One by one, before the first engine has fired and the first car has hit the track, they gather in the NASCAR hauler parked inside the garage.
It’s a scene repeated every weekend when NASCAR rolls into town.
Their levels of experience often differ quite a bit. There are champions and those with numerous starts in lower series seated alongside those with limited experience and much less success.
Yet here everyone is treated the same. And everyone carries the same label — rookie.
Each driver has been given several sheets of paper showing diagrams that include the placement of timing and commitment lines, pit entrance and exit and the proper route to enter and exit pit road from the garage area.
It’s information that is track-specific. While the basic processes that take place during any given race weekend are relatively the same, there are certain details at each venue that those with limited experience need to know.
Proper procedures are explained and advice is doled out.
"Use your hand signals so you don’t start to slow down and get all jammed up and have somebody’s radiator in your backseat," Buck tells the drivers.
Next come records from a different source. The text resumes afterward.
Issue #926, opened 2025-10-03
Generalize `DeviceInterface` to include audio decoding


scotts:
Currently, our `DeviceInterface` is implicitly a video device interface. Inside `SingleStreamDecoder`, we dispatch differently based on audio and video: https://github.com/meta-pytorch/torchcodec/blob/6d72f115c4fbbcb8ed62cac43f5f1cfe2bd5f692/src/torchcodec/_core/SingleStreamDecoder.cpp#L1322-L1327
Ideally, we'd like to turn that line into just:
```c++
deviceInterface_->convertAVFrameToFrameOutput(
        avFrame, frameOutput, preAllocatedOutputTensor);
```
That is, we handle audio and video the same. In order to do that, we need to somehow get [`SingleStreamDecoder::convertAudioAVFrameToFrameOutputOnCPU`](https://github.com/meta-pytorch/torchcodec/blob/6d72f115c4fbbcb8ed62cac43f5f1cfe2bd5f692/src/torchcodec/_core/SingleStreamDecoder.cpp#L1331) into a device interface. Design questions:

1. Should we extend `CpuDeviceInterface` to handle audio, in which case we'd dispatch inside of it?
2. Or should we keep `CpuDeviceInterface` to be just video only, and create a new kind of device interface that is just audio?

I think 1 might be the better option, but I'm not sure. I'm confident we'll only ever do audio decoding on the CPU.

mollyxu:
Closing with PR #1010

PR #1010, opened 2025-10-29
Generalize DeviceInterface to include audio decoding

mollyxu:
Generalize DeviceInterface to include audio decoding so that there will be a single dispatch for video and audio in SingleStreamDecoder.cpp
#926

### DIFF
--- a/src/torchcodec/_core/CpuDeviceInterface.cpp
+++ b/src/torchcodec/_core/CpuDeviceInterface.cpp
@@ -4,7 +4,7 @@
 // This source code is licensed under the BSD-style license found in the
 // LICENSE file in the root directory of this source tree.
 
-#include "src/torchcodec/_core/CpuDeviceInterface.h"
+#include "CpuDeviceInterface.h"
 
 namespace facebook::torchcodec {
 namespace {
--- a/src/torchcodec/_core/SingleStreamDecoder.cpp
+++ b/src/torchcodec/_core/SingleStreamDecoder.cpp
@@ -4,7 +4,7 @@
 // This source code is licensed under the BSD-style license found in the
 // LICENSE file in the root directory of this source tree.
 
-#include "src/torchcodec/_core/SingleStreamDecoder.h"
+#include "SingleStreamDecoder.h"
 #include <cstdint>
 #include <cstdio>
 #include <iostream>
--- a/src/torchcodec/_core/AVIOContextHolder.cpp
+++ b/src/torchcodec/_core/AVIOContextHolder.cpp
@@ -4,7 +4,7 @@
 // This source code is licensed under the BSD-style license found in the
 // LICENSE file in the root directory of this source tree.
 
-#include "src/torchcodec/_core/AVIOContextHolder.h"
+#include "AVIOContextHolder.h"
 #include <torch/types.h>
 
 namespace facebook::torchcodec {
--- a/src/torchcodec/_core/AVIOContextHolder.h
+++ b/src/torchcodec/_core/AVIOContextHolder.h
@@ -6,7 +6,7 @@
 
 #pragma once
 
-#include "src/torchcodec/_core/FFMPEGCommon.h"
+#include "FFMPEGCommon.h"
 
 namespace facebook::torchcodec {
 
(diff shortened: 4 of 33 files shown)


src/torchcodec/_core/SingleStreamDecoder.cpp
```diff
@@ -1025,7 +1028,7 @@ AudioFramesOutput SingleStreamDecoder::getFramesPlayedInRangeAudio(
         (stopPts <= lastDecodedAvFrameEnd);
   }
 
-  auto lastSamples = maybeFlushSwrBuffers();
+  auto lastSamples = deviceInterface_->maybeFlushAudioBuffers();
```
NicolasHug, line 1031: great job on renaming this to `maybeFlushAudioBuffers`. The name of the interface method should be agnostic to the underlying implementation now, so it's good that `swr` isn't in the name anymore 👍

src/torchcodec/_core/CpuDeviceInterface.cpp
```diff
@@ -123,12 +144,10 @@ ColorConversionLibrary CpuDeviceInterface::getColorConversionLibrary(
 // TODO: Figure out whether that's possible!
 // Dimension order of the preAllocatedOutputTensor must be HWC, regardless of
 // `dimension_order` parameter. It's up to callers to re-shape it if needed.
-void CpuDeviceInterface::convertAVFrameToFrameOutput(
+void CpuDeviceInterface::convertVideoAVFrameToFrameOutput(
     UniqueAVFrame& avFrame,
     FrameOutput& frameOutput,
     std::optional<torch::Tensor> preAllocatedOutputTensor) {
-  TORCH_CHECK(initialized_, "CpuDeviceInterface was not initialized.");
-
```
NicolasHug, line 131: Q - was it intentional to remove this check?

src/torchcodec/_core/CpuDeviceInterface.cpp
```diff
@@ -114,6 +120,21 @@ ColorConversionLibrary CpuDeviceInterface::getColorConversionLibrary(
   }
 }
 
+void CpuDeviceInterface::convertAVFrameToFrameOutput(
+    UniqueAVFrame& avFrame,
+    FrameOutput& frameOutput,
+    AVMediaType mediaType,
```
NicolasHug: We're adding the new `AVMediaType`  to all `convertAVFrameToFrameOutput` methods now. It works, but IIUC it's only really necessary for the Cpu interface, not for the other ones.

Alternatively, we could remove this parameter, and instead store `AVMediaType avMediaType_` field on the interface, which gets initialized when calling either `initializeVideo()` or `initializeAudio()` ?

I think it will be semantically the same thing, and may help keep the API surface low?

Curious about your thoughts @mollyxu and @Dan-Flores @scotts ?

NicolasHug (commented):
Well done @mollyxu . Left some minor comments but this looks great

src/torchcodec/_core/CpuDeviceInterface.cpp
scotts: @NicolasHug, good call, that's aligned with the recent refactors I've done: if you can learn something during initialization and store it, do that. The code here is @mollyxu following my advice from yesterday, and I didn't think about your suggestion. :)

src/torchcodec/_core/SingleStreamDecoder.cpp
```diff
@@ -1293,136 +1296,11 @@ FrameOutput SingleStreamDecoder::convertAVFrameToFrameOutput(
...
-  // When sample rate conversion is involved, swresample buffers some of the
-  // samples in-between calls to swr_convert (see the libswresample docs).
-  // That's because the last few samples in a given frame require future
-  // samples from the next frame to be properly converted. This function
-  // flushes out the samples that are stored in swresample's buffers.
-  auto& streamInfo = streamInfos_[activeStreamIndex_];
-  if (!swrContext_) {
-    return std::nullopt;
-  }
-  auto numRemainingSamples = // this is an upper bound
```
Dan-Flores, line 1402: nit: I think this comment still applies, lets keep it

src/torchcodec/_core/CpuDeviceInterface.cpp
mollyxu: I renamed the original `convertAVFrameToFrameOutput` to `convertVideoAVFrameToFrameOutput`. Now `convertVideoAVFrameToFrameOutput` is called by `convertAVFrameToFrameOutput` in line 133. This check now exists at line 128

NicolasHug (approved):
Thanks @mollyxu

Each week, a veteran driver will also attend the meetings to offer pointers and answer any questions a rookie driver might have. At Martinsville, 2004 premier series champion Kurt Busch was on hand.
"Those of you that have made laps around here before, you know how quick it is," Busch said of the series’ shortest venue. "It’s an awkward track. There’s no other place that really compares to this. So the thing you have to do is to get comfortable with the surroundings."
Busch said he would often walk around tracks "even if I’ve been here before" to reinforce the information given during the meeting.
"Have your spotters communicate to you where the holes are when you pull out … your tires will be ice cold here … they won’t help you do much turning when you get into (Turns) 3 and 4 … but if you’re consciously making an effort to warm up your tires, somebody’s going to be right on your bumper and it’s going to be chaos," he said.
Busch also urged them to take note of the commitment and blend lines at Martinsville. "It’s the same Turn 2 line that’s painted at Bristol," he said later. "But at Bristol, you have two pit roads (one on the frontstretch and one on the backstretch). It’s the same line in the same place and it means two different things."
Drivers’ left-side tires must touch the blend line near Turn 2 at Martinsville before pulling up onto the track. A similar line at Bristol signifies the pit entrance on the backstretch — touching any portion of it without proceeding onto pit road will result in a commitment line violation.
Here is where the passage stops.